Fabian M. Johnston, MD, MHS is an Associate Professor in the Department of Surgery at Johns Hopkins University where he also serves as Chief of the Division of Gastrointestinal Surgical Oncology, Director of the Peritoneal Surface Malignancy Program, and Program Director of the Complex General Surgical Oncology Program. Dr. Johnston received his undergraduate degree from the State University of New York at Stony Brook and medical degree from The Pennsylvania State University College of Medicine. He completed residencies between the Louisiana State University School of Medicine and Washington University in St. Louis. He completed his Complex General Surgical Oncology fellowship at Johns Hopkins University. Her is also earned a Masters in Health Sciences at the Bloomberg School of Public Health and a certificate in Patient Safety and Quality through the Armstrong Institute for Patient Safety and Quality. Dr. Johnston is funded through the Agency for Health Care Research and Quality K08 career award and as a co-investigator on multiple PCORI awards. He has authored over 135 publications and 14 book chapters.
Dr. Johnston’s research interests include the utilization of highly innovative and novel strategies for the implementation of patient-centered models of care to improve the utilization of palliative care amongst patients with advanced gastrointestinal malignancies. Through this, he hopes to advance effective care to lessen suffering in vulnerable oncology patients and families, while simultaneously leading to improvement of health care quality, costs, experiences, and outcomes.

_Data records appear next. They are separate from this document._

PR #5195, opened 2018-09-27
fix(python): fix deprecated collections.abc usage

### LINKED ISSUE #5135: [python] deprecated collections usage
The `Python` module has a deprecated usage pattern for `collections.abc`. Here's the warning I'm getting:

```
/usr/local/lib/python3.7/site-packages/google/protobuf/internal/containers.py:340: DeprecationWarning: Using or importing the ABCs from 'collections' instead of from 'collections.abc' is deprecated, and in 3.8 it will stop working
  collections.MutableSequence.register(BaseContainer)
```

Any references to `collections.MutableSequence` should instead become `collections.abc.MutableSequence` in any Python >= 3.3. The same thing applies to `collections.Mapping` (eg. `collections.Mapping` -> `collections.abc.Mapping`).

TheKevJames:
Many classes within collections were moved to collections.abc in Python
3.3 -- their usage as imported directly from collections is now
deprecated as of Python 3.7 and will be removed soon.

The fallback import added in this PR can be removed entirely when
support for versions of Python prior to 3.3 is dropped.

Fixes #5135 

@anandolee I believe you wanted to review this.

### DIFF
--- a/python/google/protobuf/internal/containers.py
+++ b/python/google/protobuf/internal/containers.py
@@ -41,12 +41,16 @@ are:
 
 __author__ = 'petar@google.com (Petar Petrov)'
 
-import collections
+try:
+    # This fallback applies for all versions of Python before 3.3
+    import collections.abc as collections_abc
+except ImportError:
+    import collections as collections_abc
 import sys
 
 if sys.version_info[0] < 3:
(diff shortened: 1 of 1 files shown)


anandolee:
PR looks good. Thanks for the change.
Ruby failure is not related.

Issue #5200, opened 2018-09-28
string subscript out of range when parse command line argument


windpenguin:
**What version of protobuf and what language are you using?**
Version: v3.5.2
Language: C++

**What operating system (Linux, Windows, ...) and version?**
Windows10

**What runtime / compiler are you using (e.g., python version or gcc version)**
vs2010, win32

**What did you do?**
when i use protoc to generate proto files, i pass the proto path: "E:/GitRepo/ThirdParty/protobuf-3.5.2/src", the length of the proto path is 40.

protoc call function normalize(wstring path) in io_win32.cc to normalize path. in the for loop in line 158, it visit pos 40, path[i], which is out of range of proto path.

in vs2010-win32, it abort and tells that: string subscript out of range.
but in vs2017-win32, in the same situation, it is ok.

it is right to visit path[40] ? what should i do with this problem?

![snipaste_2018-09-28_23-43-59](https://user-images.githubusercontent.com/6115575/46218958-964e3600-c378-11e8-950f-3d8ff7d859d3.png)

acozzette:
@windpenguin I am not yet familiar with this path handling code, but would you be interested in sending us a pull request if you can create a fix for the out-of-range issue?

acozzette:
@windpenguin I just realized you already sent us a pull request, sorry for not noticing that before.

windpenguin:
@acidtonic i google the c++ string, and find that string null-terminator is no guaranteed in c++03. ref [this](https://stackoverflow.com/questions/11752705/does-stdstring-contain-null-terminator). i think in version 3.5.x, subscript check should be added.

acidtonic:
@windpenguin I think I was mistakenly mentioned when you likely meant to mention @acozzette (we both start with ac but if you in fact meant to add me just let me know)

Good luck!

windpenguin:
sorry for that @acidtonic, i just meat to mention @acozzette

PR #5203, opened 2018-09-29
Fix string subscript out of range when parse command line argument

windpenguin:
this pull request try to solve the issue #5200

### DIFF
--- a/src/google/protobuf/stubs/io_win32.cc
+++ b/src/google/protobuf/stubs/io_win32.cc
@@ -151,12 +151,13 @@ wstring normalize(wstring path) {
 
   static const wstring dot(L".");
   static const wstring dotdot(L"..");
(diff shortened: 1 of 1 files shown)


windpenguin:
I signed it!

acozzette:
@windpenguin I noticed that we seem to have already fixed this bug on the master branch with #4016, but we never backported that fix to the 3.5.x branch. Do you want to try backporting that fix? I think that approach may be a bit simpler since calling `c_str()` gives you back a string that is guaranteed to have a null byte at the end.

windpenguin:
@acozzette i checked #4016, but for reason that type of path is wstring on branch 3.5.x and is string on branch master, i add const char* into 3.5.x manually.

acozzette:
Thanks @windpenguin!

PR #5208, opened 2018-10-01
Add `Serializable` attribute to generated C# classes as compiler option

### LINKED ISSUE #5148: Add `Serializable` attribute to generated C# classes

Just the generated C#.

Generated C# classes should be serializable by default. The official method of implementing this is to use the `Serializable` attribute on class declarations.

The specific use case I have is to make the instances of the generated classes visible in the inspector in Unity3d, which relies on the `Serializable` attribute.

The C# code generator should add the `[System.Serializable]` attribute before every class declaration. Putting this behavior behind a command-line option is also reasonable, but not necessary.

I considered an automated tool to rewrite the generated `.cs` files to add the attribute.

**Additional context**

[Documentation for the Serializable attribute.](https://docs.microsoft.com/en-us/dotnet/api/system.serializableattribute?view=netcore-2.1)

ObsidianMinor:
Adds option "`serializable`" for C# protoc compiler that adds a `[global::System.SerializableAttribute]` above all generated classes.

Resolves #5148

### DIFF
--- a/src/google/protobuf/compiler/csharp/csharp_generator.cc
+++ b/src/google/protobuf/compiler/csharp/csharp_generator.cc
@@ -81,6 +81,8 @@ bool Generator::Generate(
       cli_options.base_namespace_specified = true;
     } else if (options[i].first == "internal_access") {
       cli_options.internal_access = true;
+    } else if (options[i].first == "serializable") {
+      cli_options.serializable = true;
     } else {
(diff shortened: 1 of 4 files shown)


Danl2620:
@anandolee @xfxyjwf Is there anything I can do (testing etc...) to prioritize this into a release?

anandolee:
Sorry I was on vacation. The change looks good, just wait for kokoro test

Lessons Learned from Developing a Novel Surgical Approach to Cancer in a Vulnerable Population
Andrea Hayes, MD, FACS, FAAP, is a professor of pediatric surgery and surgical oncology at the University of North Carolina Children’s Hospital. She is the Surgeon-in-Chief of the UNC Children’s Hospital and the division chief of pediatric surgery at UNC. Hayes has a basic science laboratory that focuses on rare sarcomas and also maintains clinical research efforts. She specializes in refractory and resistant tumors and children and specifically soft tissue sarcomas and children. Her patients request her services from around the world because of the rare diseases she investigates. She was previously the section chief of pediatric surgery at UT MD Anderson Cancer Center.
She has impacted the field of sarcoma and sarcomatosis by amassing the largest number of desmoplastic small round cell tumor DSRCT patients at any one hospital, and by any one surgeon. DSRCT is a rare disease for which she has improved survival from 30% to 60% based on the complete removal of 100s of intra-abdominal tumor implants and HIPEC. She continues to receive philanthropic funding for her unique research.
The Das Gupta Symposium honors the lifetime achievements of the inaugural director of the University of Illinois Cancer Center, Dr. Tapas K. Das Gupta.
Dr. Das Gupta, a renowned surgical oncologist and prolific researcher who has since retired, was the founding Head of the Department of Surgical Oncology at UI Health. Throughout his storied career, Dr. Das Gupta served as President of the Chicago Surgical Society and is a past recipient of the University of Illinois Distinguished Faculty Award, as well as a University Scholar. He consistently received funding from federal agencies and industry organizations and is the author of 275 papers and co-editor of two books.